+++ Given records
PR #224, opened 2022-07-01
Remove all .json files and improve setups

Juan-M-V:
# Remove .json files and improve setups

## Description

- Move all the .cairo programs to cairo_programs and delete .jsons.
- Add a benchmark folder to avoid compiling the benchmarks for regular tests
- Modify setups and move compiling functionality over to make.

Resolves: #214
Resolves: #227 

## Checklist
- [x] Linked to Github Issue


.github/workflows/bench.yml
```diff
@@ -40,3 +40,5 @@ jobs:
         alert-threshold: '130%'
         comment-on-alert: true
         alert-comment-cc-users: '@unbalancedparentheses'
+    - name: Clean benches
+      run: make clean
```
Oppen, line 44: Is this really necessary?

bench/criterion/setup_benchmarks.sh
```diff
@@ -1,9 +1,11 @@
...
 
-test_files=("bin-search")
+test_files=("integration" "fibonacci_1000" "linear-search")
 
 for file in ${test_files[@]}; do
-    cairo-compile "../../cairo_programs/$file.cairo" --output "../../cairo_programs/$file.json"
+    cairo-compile "../../cairo_programs/$file.cairo" --output "$file.json"
 done
+
+rm *.json
```
Oppen, line 11: Shouldn't we delete this file now?

.github/workflows/bench.yml
Juan-M-V: I'm not sure what happens if I leave the files after running. I'm trying to avoid any possible re-compiling of files (and ending up with `file.cairo.json.json`). I'm guessing that the whole point of using make is to avoid that re-compiling, right?

tests/compare_vm_output.sh
```diff
@@ -0,0 +1,24 @@
...
+        echo "Traces for $file match"
+    fi
+done
+
+for file in $(ls $tests_path | grep .cleopatra.memory | sed -E 's/\.cleopatra\.memory//'); do
+    if ! diff -q $tests_path/$file{,.cleopatra}.memory; then
+        echo "Memory differs for $file"
+        exit_code=1
+    else
+        echo "Memory mateches for $file"
```
Oppen, line 20:
```suggestion
        echo "Memory matches for $file"
```

Oppen (approved):
LGTM

PR #230, opened 2022-07-04
Add support to deserialize reference manager from json compiled programs

entropidelic:
# Deserialize Reference Manager

## Description
This PR adds support for deserializing the reference manager from compiled json cairo programs.
The approach is not the cleanest, and will be probably changed in the future, but it is good enough for a PoC.
The reference manager has information about the variables in the cairo program, so it is needed for hints execution implementation. The way the values of the variables of the program are referenced is by a string which has the information about the address in memory of the variable. This information is being parsed using regular expressions and then transformed to the struct `ValueAddress`.

## Checklist
- [x] Unit tests added

### DIFF
--- a/src/serde/deserialize_program.rs
+++ b/src/serde/deserialize_program.rs
@@ -63,8 +63,8 @@ pub struct Reference {
 
 #[derive(Deserialize, Debug, PartialEq)]
 pub struct ValueAddress {
-    pub register: Register,
-    pub offset: i32,
+    pub register: Option<Register>,
+    pub offset: Option<i32>,
 }
 
 struct BigIntVisitor;
@@ -177,24 +177,29 @@ impl<'de> de::Visitor<'de> for ValueAddressVisitor {
         E: de::Error,
     {
         let num_re = Regex::new(r"(-?\d+)").unwrap();
-        let reg_re = Regex::new(r"\w[.p]").unwrap();
+        let reg_re = Regex::new(r".p").unwrap();
 
-        let offset = num_re.captures(&value).unwrap();
-        let register_str = reg_re.captures(&value).unwrap();
+        let offset_capture = num_re.captures(value);
+        let register_capture = reg_re.captures(value);
 
-        println!("REGISTER: {}", &register_str[0]);
-        println!("OFFSET: {}", &offset[0]);
-
-        let reg = match &register_str[0] {
-            "fp" => Register::FP,
-            "ap" => Register::AP,
-            _ => return Err("hola").map_err(de::Error::custom),
+        let offset = match offset_capture {
+            Some(offset_str) => match i32::from_str(&offset_str[0]) {
+                Ok(offset) => Some(offset),
+                Err(e) => return Err(e).map_err(de::Error::custom),
+            },
+            _ => None,
         };
 
-        Ok(ValueAddress {
-            register: reg,
-            offset: i32::from_str(&offset[0]).unwrap(),
-        })
+        let register = match register_capture {
+            Some(register_str) => match &register_str[0] {
+                "fp" => Some(Register::FP),
+                "ap" => Some(Register::AP),
+                _ => None,
+            },
+            _ => None,
+        };
+
+        Ok(ValueAddress { offset, register })
     }
 }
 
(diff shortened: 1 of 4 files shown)


fmoletta (approved):
LGTM!

src/serde/deserialize_program.rs
```diff
@@ -137,6 +163,49 @@ impl<'de> de::Visitor<'de> for ReferenceIdsVisitor {
     }
 }
 
+struct ValueAddressVisitor;
+
+impl<'de> de::Visitor<'de> for ValueAddressVisitor {
+    type Value = ValueAddress;
+
+    fn expecting(&self, formatter: &mut fmt::Formatter) -> fmt::Result {
+        formatter.write_str("Could not deserialize hexadecimal string")
```
pefontana, line 172: Change error message

pefontana (approved):
Nice one!
I think we are good to go!
Just a minor detail, change the ValueAddressVisitor error msg

src/serde/deserialize_program.rs
```diff
@@ -137,6 +163,49 @@ impl<'de> de::Visitor<'de> for ReferenceIdsVisitor {
...
+    }
+
+    fn visit_str<E>(self, value: &str) -> Result<Self::Value, E>
+    where
+        E: de::Error,
+    {
+        // regex for capturing the register the address is referenced to
+        let register_re = Regex::new(r".p").unwrap();
+        // regex for capturing the offset of the reference
+        let offset_re = Regex::new(r"(-?\d+)").unwrap();
```
Oppen, line 182: We can precompile the regexes.

src/serde/deserialize_program.rs
```diff
@@ -31,16 +35,38 @@ pub struct FlowTrackingData {
...
+    #[serde(deserialize_with = "deserialize_value_address")]
+    #[serde(rename(deserialize = "value"))]
+    pub value_address: ValueAddress,
+}
+
+#[derive(Deserialize, Debug, PartialEq)]
+pub struct ValueAddress {
+    pub register: Option<Register>,
+    pub offset: Option<i32>,
+}
```
Oppen, line 68: In which scenario would we have a `ValueAddress` with no associated register?
Related, can't we just always treat the offset as `i32`? An offset of `0` is the same as no offset.

Oppen: Also, is the offset guaranteed to fit in 32 bits?

src/serde/deserialize_program.rs
```diff
@@ -137,6 +163,49 @@ impl<'de> de::Visitor<'de> for ReferenceIdsVisitor {
...
+    fn expecting(&self, formatter: &mut fmt::Formatter) -> fmt::Result {
+        formatter.write_str("Could not deserialize hexadecimal string")
+    }
+
+    fn visit_str<E>(self, value: &str) -> Result<Self::Value, E>
+    where
+        E: de::Error,
+    {
+        // regex for capturing the register the address is referenced to
+        let register_re = Regex::new(r".p").unwrap();
```
Oppen, line 180: It's better to restrict the matched character to the correct registers:
```suggestion
        let register_re = Regex::new(r"[af]p").unwrap();
```
The more specific the regex, the more efficient the resulting state machine and its compilation.

Oppen: (Typically)

src/serde/deserialize_program.rs
entropidelic: There are more references in the `reference manager` than just the ones used by hints. For the moment we don´t need them, so those references are set with None values in the `ValueAddress`.
If we wanted them, there should be another logic for parsing those references. They have to be present though,  because references are accessed by an id (`reference_ids` of `FlowTrackingData` struct), and that id corresponds to the index of the list of references in the reference manager.

entropidelic: If this sounds a little confusing let me know and I will explain in more detail :)

src/serde/deserialize_program.rs
entropidelic: How should I handle the precompilation?

src/serde/deserialize_program.rs
entropidelic: done!

src/serde/deserialize_program.rs
entropidelic: done :)

Issue #195, opened 2022-06-28
Separate each builtin into a different file


fmoletta:
The implementation of each builtin should be in a different file, instead of having every builtin in builtin_runners.rs

PR #248, opened 2022-07-06
Chore: Separate each builtin into a different file #195

PartyLich:
# Separate each builtin into a different file

## Description

Issue #195

- Moves the implementation of each builtin runner into its own file. 
- Export paths remain unchanged. 
- No additional tests have been added. Functionality should not be affected, it's just a reorganization chore

## Checklist
- [x] Linked to Github Issue
- [ ] Unit tests added


Juan-M-V (approved):
Thank you again for your work!
The changes look good to me

PartyLich:
Glancing at the failing workflow my assumption is that the permissions issue is because the PR originates outside the org/repo. 

Eg for this PR it has
```
GITHUB_TOKEN Permissions
  Contents: read
  Deployments: read
  Metadata: read
```

For a PR from within the organization [(ex)](https://github.com/lambdaclass/cleopatra_cairo/runs/7237379619?check_suite_focus=true), the same workflow gets
```
GITHUB_TOKEN Permissions
  Contents: write
  Deployments: write
  Metadata: read
```

If it was allowed to pass, a random stranger on the internet (me in this case) would be creating automated commits on `gh-pages`. The benchmark workflow runs *and attempts to commit* on all PRs, including those outside the organization or repo. It could probably be improved, but preventing external commits that have no approval or merge seems like the right result. External parties like myself shouldn't have write access.

unbalancedparentheses:
Can we recheck this @Oppen so that we merge it at some point?

Oppen:
I'll try to see into this today.

Oppen:
Applied via a different PR.

PR #252, opened 2022-07-07
Remove regex from deserialization and generalize hint variable references

entropidelic:
# Remove regex from deserialization and generalize hint variable references

## Description
Linked to issue #236

## Checklist
- [ ] Linked to Github Issue
- [x] Unit tests added


src/serde/deserialize_utils.rs
```diff
@@ -0,0 +1,359 @@
...
+                error.fmt(f)
+            }
+        }
+    }
+}
+
+// Checks if the hex string has an odd length.
+// If that is the case, prepends '0' to it.
+pub fn maybe_add_padding(mut hex: String) -> String {
+    if hex.len().rem(2) != 0 {
```
Oppen, line 37:
```suggestion
    if hex.len().is_odd() {
```

src/serde/deserialize_utils.rs
```diff
@@ -0,0 +1,359 @@
...
+    let mut offset1_str = splitted_value_str[1].split(',').collect::<Vec<_>>()[0].to_string();
+    offset1_str.retain(|c| !r#"()]"#.contains(c));
+
+    let offset1: i32 = match offset1_str.parse() {
+        Ok(offset1) => offset1,
+        // for the moment, references with values that overflow i32 are not important, they are just dummy references.
+        Err(e) => match e.kind() {
+            IntErrorKind::PosOverflow => 0,
+            _ => return Err(ReferenceParseError::IntError(e)),
+        },
```
Oppen, line 94: In fact, as long as they're offsets rather than values, they should remain in `i16` ranges, so this is correct code _under that assumption_.

src/serde/deserialize_utils.rs
```diff
@@ -0,0 +1,359 @@
...
+
+// parse string values of format `[cast(reg + offset1, *felt)]`
+fn parse_dereference_with_one_offset(
+    splitted_value_str: Vec<&str>,
+) -> Result<ValueAddress, ReferenceParseError> {
+    let register = match splitted_value_str[0].split('(').collect::<Vec<&str>>()[1] {
+        "ap" => Some(Register::AP),
+        "fp" => Some(Register::FP),
+        _ => None,
+    };
```
Oppen, line 83:
```suggestion
    let mut deref = parse_dereference_no_offsets(splitted_value_str);
```

Then you can overwrite `deref.offset1` right before returning.

src/serde/deserialize_utils.rs
```diff
@@ -0,0 +1,359 @@
...
+    offset1_str.retain(|c| !r#"()]"#.contains(c));
+
+    let offset1: i32 = match offset1_str.parse() {
+        Ok(offset1) => offset1,
+        // for the moment, references with values that overflow i32 are not important, they are just dummy references.
+        Err(e) => match e.kind() {
+            IntErrorKind::PosOverflow => 0,
+            _ => return Err(ReferenceParseError::IntError(e)),
+        },
+    };
```
Oppen, line 126: Similarly:
```suggestion
) -> Result<ValueAddress, ReferenceParseError> {
    let mut deref = parse_dereference_with_one_offset(splitted_value_str);
```
And modify `deref.offset2` at the end.

src/serde/deserialize_utils.rs
```diff
@@ -0,0 +1,359 @@
...
+
+    Ok(ValueAddress {
+        register,
+        offset1,
+        offset2: 0,
+        immediate: Some(immediate),
+        dereference: false,
+    })
+}
```
Oppen, line 244: This looks oddly similar to the `dereference` cases. Specially the no offset and one offset cases.

src/vm/hints/hint_utils.rs
```diff
@@ -47,6 +46,42 @@ fn get_address_from_reference(
...
+        return None;
+    }
+    Some(MaybeRelocatable::from((
+        relocatable.segment_index,
+        (relocatable.offset as i32 + hint_reference.offset1) as usize,
+    )))
+}
+
+fn compute_addr_from_two_offsets(
+    relocatable: Relocatable,
```
Oppen, line 65: By ref?

src/vm/hints/hint_utils.rs
```diff
@@ -47,6 +46,42 @@ fn get_address_from_reference(
...
+    let addr = if hint_reference.offset1.is_negative()
+        && relocatable.offset < hint_reference.offset1.abs() as usize
+    {
+        return None;
+    } else {
+        Relocatable {
+            segment_index: relocatable.segment_index,
+            offset: (relocatable.offset as i32 + hint_reference.offset1) as usize,
+        }
+    };
```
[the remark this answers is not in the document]
Oppen: In fact, it seems like it could simply be a single function adding both offsets. If one of them is `0` then the value will be the same adding it or not.

src/vm/runners/cairo_runner.rs
```diff
@@ -225,11 +227,20 @@ impl CairoRunner {
...
-                    offset: reference.value_address.offset,
+                    offset1: reference.value_address.offset1,
+                    offset2: reference.value_address.offset2,
+                })
+            } else {
+                // just a dummy HintReference to maintian the same lenght of vectors Vec<References> and Vec<HintReference>
+                references.push(HintReference {
+                    register: Register::FP,
+                    offset1: 0,
+                    offset2: 0,
```
Oppen, line 243: Maybe we could store a tuple with the index into `Vec<References>` and the `HintReference` instead of artificially increasing memory use.

src/vm/hints/hint_utils.rs
```diff
@@ -47,6 +46,42 @@ fn get_address_from_reference(
...
+}
+
+fn compute_addr_from_two_offsets(
+    relocatable: Relocatable,
+    hint_reference: &HintReference,
+) -> Option<MaybeRelocatable> {
+    let addr = if hint_reference.offset1.is_negative()
+        && relocatable.offset < hint_reference.offset1.abs() as usize
+    {
+        return None;
```
Oppen, line 71: I'm not quite sure why we do this, could you explain this to me?

src/serde/deserialize_utils.rs
entropidelic: done!

src/vm/runners/cairo_runner.rs
```diff
@@ -225,11 +227,20 @@ impl CairoRunner {
...
         for reference in self.program.reference_manager.references.iter() {
             if let Some(register) = &reference.value_address.register {
                 references.push(HintReference {
                     register: register.clone(),
-                    offset: reference.value_address.offset,
+                    offset1: reference.value_address.offset1,
+                    offset2: reference.value_address.offset2,
+                })
+            } else {
+                // just a dummy HintReference to maintian the same lenght of vectors Vec<References> and Vec<HintReference>
```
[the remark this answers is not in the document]
entropidelic: done!

src/serde/deserialize_utils.rs
entropidelic: there are same cases where references (not used by hints, just in de deserializing process) have values of the form `cast(num, felt*)`, and `num` can be a very large integer, and the overflow happens. We are not interested in dealing with this values ATM so if the overflow occurs, returning 0 shoud be fine.

src/serde/deserialize_utils.rs
entropidelic: Yes you are right, I made a refactor to reduce redundant code

src/vm/hints/hint_utils.rs
entropidelic: This is just for checking that when we subtract the hint reference offset to the offset of the memory cell, we don't go outside the memory segment. I discussed this with @fmoletta and she told me this should be the expected behaviour

Oppen: Does `relocatable.offset` indicate the max offset for the segment?

src/serde/deserialize_program.rs
```diff
@@ -176,27 +178,20 @@ impl<'de> de::Visitor<'de> for ValueAddressVisitor {
...
+                Ok(res) => res,
                 Err(e) => return Err(e).map_err(de::Error::custom),
-            }
-        } else {
-            0
+            },
+            Some('c') => match deserialize_utils::parse_reference(value) {
+                Ok(res) => res,
+                Err(e) => return Err(e).map_err(de::Error::custom),
+            },
```
Oppen, line 189: Similarly here.

src/vm/hints/hint_utils.rs
```diff
@@ -39,12 +39,18 @@ fn compute_addr_from_reference(
...
     if let Some(index) = reference_id.to_usize() {
         if index < references.len() {
-            return compute_addr_from_reference(&references[index], run_context);
+            match references.get(&index) {
+                Some(hint_reference) => {
+                    return compute_addr_from_reference(hint_reference, run_context)
+                }
+                None => return None,
+            }
+            // return compute_addr_from_reference(&references.get(&index), run_context);
```
Oppen, line 53: Remove.

src/vm/hints/hint_utils.rs
```diff
@@ -39,12 +39,18 @@ fn compute_addr_from_reference(
...
 ) -> Option<MaybeRelocatable> {
     if let Some(index) = reference_id.to_usize() {
         if index < references.len() {
-            return compute_addr_from_reference(&references[index], run_context);
+            match references.get(&index) {
+                Some(hint_reference) => {
+                    return compute_addr_from_reference(hint_reference, run_context)
+                }
+                None => return None,
+            }
```
Oppen, line 52:
```suggestion
            if let Some(hint_reference) = references.get(&index) {
                compute_addr_from_reference(hint_reference, run_context)
            }
```

src/vm/runners/cairo_runner.rs
```diff
@@ -225,27 +223,32 @@ impl CairoRunner {
...
+                );
+            }
+            //     } else {
+            //         // Dummy HintReference to maintain the same length of vectors Vec<References> and Vec<HintReference>
+            //         references.push(HintReference {
+            //             register: Register::FP,
+            //             offset1: 0,
+            //             offset2: 0,
+            //         })
+            //     }
```
Oppen, line 247: Delete.

Oppen (approved):
LGTM

PR #260, opened 2022-07-11
Add implementation for hints on split_int (math.cairo)

fmoletta:
# TITLE

## Description

## Checklist
- [ ] Linked to Github Issue
- [x] Unit tests added


src/vm/errors/vm_errors.rs
```diff
@@ -120,6 +122,8 @@ impl fmt::Display for VirtualMachineError {
             },
             VirtualMachineError::UnknownHint(hint_code) => write!(f, "Unknown Hint: {:?}", hint_code),
             VirtualMachineError::MemoryError(memory_error) => memory_error.fmt(f),
+            VirtualMachineError::SplitIntNotZero => write!(f,"split_int(): value is out of range"),
```
Oppen, line 125: Why not include the value?

src/serde/deserialize_program.rs
```diff
@@ -188,10 +188,7 @@ impl<'de> de::Visitor<'de> for ValueAddressVisitor {
             None
         };
         let offset = if let Some((_, offset_str)) = regex_captures!(r"(-?\d+)", value) {
-            match i32::from_str(offset_str) {
-                Ok(offset) => offset,
-                Err(e) => return Err(e).map_err(de::Error::custom),
-            }
+            i32::from_str(offset_str).unwrap_or(-1)
```
Oppen, line 191: Why `-1` when it doesn't match? Wouldn't `0` make more sense (no offset -> no addition -> addition of `0`)?

src/vm/errors/vm_errors.rs
fmoletta: The value that is out of range is the one that the function split_int (and therefore this hint) receives when it its first called, this case is reached after n recursive calls, where the value received by the hint is no longer the one received by the function, so it doesn't make sense to show this number to the user.

src/serde/deserialize_program.rs
fmoletta: This is an intermediate solution, as this case is not currently handled and produces failed parse errors on references that don't belong to hints. For example: "cast(18446744073709551616, felt)" is not contemplated. Any offset value would be wrong as there is no register. I will change it to 0 for consistency so that it is None + 0 = None.

src/vm/hints/hint_utils.rs
```diff
@@ -407,3 +407,117 @@ pub fn assert_nn(
...
+    match vm.memory.get(&value_addr) {
+        Ok(Some(maybe_rel_value)) => {
+            //Check that the value at the ids address is an Int
+            let value = if let MaybeRelocatable::Int(ref value) = maybe_rel_value {
+                value
+            } else {
+                return Err(VirtualMachineError::ExpectedInteger(value_addr.clone()));
+            };
+            //Main logic (assert value == 0)
+            if *value != bigint!(0) {
```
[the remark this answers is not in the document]
fmoletta: Fixed!

Oppen (approved):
++++++
What the task requires |
Return only the number of lines in the records above that include the string "instead".

Result below |
2